The real question might not be “Should we fear robots?” but rather: “Who should we watch when robots are deployed in society?”
Robots or Deployers: Where is the Power?
A robot “wants” nothing. It does not wake up in the morning intending to replace a cashier or surveil a neighborhood. It executes what it was configured to do: patrol, transport, clean, assist, film, measure, report. What changes everything is the context:
Consider three scenarios:
- Supermarket Cleaning Robot: A practical tool, invisible and accepted.
- Park Surveillance Robot: A control device, potentially intrusive with cameras and mics.
- Public Service Reception Robot: A question of accessibility, inclusion, or human substitution.
The same technology can serve to relieve or to surveil, to protect or to exclude. It is the deployment choice – not the robot itself – that carries the political responsibility.
A Robot in the Street: Who is Responsible?
Imagine an autonomous delivery robot circulating on a sidewalk and injuring a pedestrian. Who is responsible? The manufacturer for a design flaw? The software provider? The operator? The city? In practice, responsibility is often shared:
- Technical Responsibility: Design, safety features, updates.

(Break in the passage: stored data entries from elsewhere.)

PR #500, opened 2025-10-08
[CLD-672]: feat(engine/test): support memory catalog

graham-chainlink:
Introduce `WithCatalog` option for Load environment to enable catalog. I decided to have catalog disable by default because enabling catalog will spin up a new postgres and increase loading time.

JIRA: https://smartcontract-it.atlassian.net/browse/CLD-672


engine/test/environment/components.go
```diff
@@ -12,8 +12,9 @@ import (
 type components struct {
 	mu sync.Mutex
 
-	Chains []fchain.BlockChain
-	Logger logger.Logger
+	Chains      []fchain.BlockChain
+	Logger      logger.Logger
+	withCatalog bool
```
jkongie, line 17: `catalogEnabled` would be a better name here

- Operational Responsibility: Human training, procedures, authorized zones.
- Political Responsibility: The decision to authorize, regulate, or limit usage.
For the citizen, these layers are invisible. We see "a robot moving" and ask: "who decided this for me?" This is where robotics meets citizenship: demanding accountability on who deploys what, where, and why.

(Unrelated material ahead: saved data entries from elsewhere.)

PR #910, opened 2026-04-03
[CLD-1777]: feat(operations-gen): add evm support

graham-chainlink:
Add evm support for the operations-gen cli, ported the code from https://github.com/smartcontractkit/chainlink-ccip/blob/main/chains/evm/cmd/operations-gen/main.go, improved and adapted it to the new design

I have follow up PR adding some golden tests - https://github.com/smartcontractkit/chainlink-deployments-framework/pull/920

JIRA: https://smartcontract-it.atlassian.net/browse/CLD-1777

### DIFF
--- a/tools/operations-gen/README.md
+++ b/tools/operations-gen/README.md
@@ -1,0 +1,161 @@
+# operations-gen
+
+Generates type-safe Go operation wrappers for smart contracts from their ABIs.
+
+## Usage
+
+```bash
+go run ./tools/operations-gen -config /path/to/operations_gen_config.yaml
+```
+
+The `-config` path can be absolute or relative to the current working directory.
+
+## Project structure
+
+```text
+tools/operations-gen/
+  main.go                         # CLI entrypoint + chain-family dispatch
+  templates/
+    evm/
+      operations.tmpl             # EVM codegen template
+  internal/
+    core/
+      core.go                     # Shared config + helpers/interfaces
+    families/
+      evm/
+        evm.go                    # EVM handler implementation
+        evm_test.go               # EVM unit tests
+        evm_golden_test.go        # End-to-end golden generation tests
+  testdata/
+    evm/                          # ABI/bytecode/config/golden fixtures
+```
+
+`main.go` intentionally stays thin: it parses top-level config, loads the template for the selected chain family, and dispatches to the family handler. Shared helpers and common config types live in `internal/core`.
+
+## Configuration
+
+Create an `operations_gen_config.yaml` alongside your ABI/bytecode directories:
+
+```yaml
+version: "1.0.0"
+chain_family: evm # Optional: defaults to "evm"
+
+input:
+  abi_base_path: "./abi" # Directory containing versioned ABI json files
+  bytecode_base_path: "./bytecode" # Directory containing versioned bytecode .bin files
+
+output:
+  base_path: "." # Directory where generated operations/ folders are written
+
+contracts:
+  - contract_name: FeeQuoter
+    version: "1.6.0"
+    package_name: fee_quoter # Optional: override default package name
+    abi_file: "fee_quoter.json" # Optional: override default ABI filename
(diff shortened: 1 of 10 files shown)


tools/operations-gen/evm.go
```diff
@@ -0,0 +1,877 @@
...
+	// anyType is the fallback Go type for unknown source types.
+	anyType = "any"
+)
+
+// nameOverrides provides special-case naming for specific EVM contracts
+// where the default snake_case conversion produces unexpected results.
+var nameOverrides = map[string]string{
+	"OnRamp":  "onramp",
+	"OffRamp": "offramp",
+}
```
jkongie: I don't think we actually want to support this product specific overrides. Can ythey do it in configuration instead?

jkongie (commented):
We should add more documentation to this

tools/operations-gen/README.md
```diff
@@ -0,0 +1,137 @@
...
+
+output:
+  base_path: "." # Directory where generated operations/ folders are written
+
+contracts:
+  - contract_name: FeeQuoter
+    version: "1.6.0"
+    package_name: fee_quoter # Optional: override default package name
+    abi_file: "fee_quoter.json" # Optional: override default ABI filename
+    no_deployment: false # Optional: skip bytecode and Deploy operation
```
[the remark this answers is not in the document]
graham-chainlink: but if no_deployment is false, in order to generate the Deploy code eg 
```go
var Deploy = contract.NewDeploy(contract.DeployParams[ConstructorArgs]{
	Name:        "link-token:deploy",
	Version:     Version,
	Description: "Deploys the LinkToken contract",
	ContractMetadata: &bind.MetaData{
		ABI: LinkTokenABI,
		Bin: LinkTokenBin,
	},
	BytecodeByTypeAndVersion: map[string]contract.Bytecode{
		cldf_deployment.NewTypeAndVersion(ContractType, *Version).String(): {
			EVM: common.FromHex(LinkTokenBin),
		},
	},
	Validate: func(ConstructorArgs) error { return nil },
})
```

If requires the Bin `LinkTokenBin` ,and `LinkTokenBin` is only used for this purpose, so if `no_deployment` is true, we dont need the `LinkTokenBin`, thats why they are coupled. So i was thinking to keep it as single flag instead?

I will rename it to omit_deploy

tools/operations-gen/README.md
```diff
@@ -0,0 +1,143 @@
...
+
+```yaml
+version: "1.0.0"
+chain_family: evm # Optional: defaults to "evm"
+
+input:
+  base_path: "." # Directory containing abi/ and bytecode/ subdirectories
+
+output:
+  base_path: "." # Directory where generated operations/ folders are written
```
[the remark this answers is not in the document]
graham-chainlink: Cool, not a big lift, i can do that for the extra flexibility

tools/operations-gen/testdata/evm/operations_gen_config.yaml
```diff
@@ -13,7 +14,7 @@ contracts:
     abi_file: "link_token.json"
     functions:
       - name: transfer
-        access: owner
+        access: public
```
graham-chainlink, line 17: Seems like deploy link token ABI doesnt support owner method , so changing this to public

tools/operations-gen/templates/evm/operations.tmpl
```diff
@@ -74,19 +74,19 @@ func (c *{{$.ContractType}}Contract) {{.Name}}({{.Params}}) {{.Returns}} {
 
 type {{.Name}} struct {
 {{- range .Fields}}
-	{{.GoName}} {{.GoType}}
+	{{.GoName}} {{.GoType}} `json:"{{.JSONTag}}"`
```
graham-chainlink: abi field name can be `_to` which is not exported in go, so we want to differentiate between go and json field name.

jkongie (approved):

Why the EU Regulates First
In Europe, the trend is clear: regulate first, normalize second. This isn't to halt innovation on principle, but to set guardrails: to avoid opacity, protect data and dignity, and define risk levels.
Concretely, deploying a collaborative robot in a factory, a service robot in a nursing home, or a surveillance robot in public space does not carry the same level of requirement. Europe wants to avoid a scenario where robots are imposed on citizens as simple gadgets without debate.
"Robotics does not 'fall' upon society like weather. It is the result of human, economic, and political choices."
Will Robot Take Our Job?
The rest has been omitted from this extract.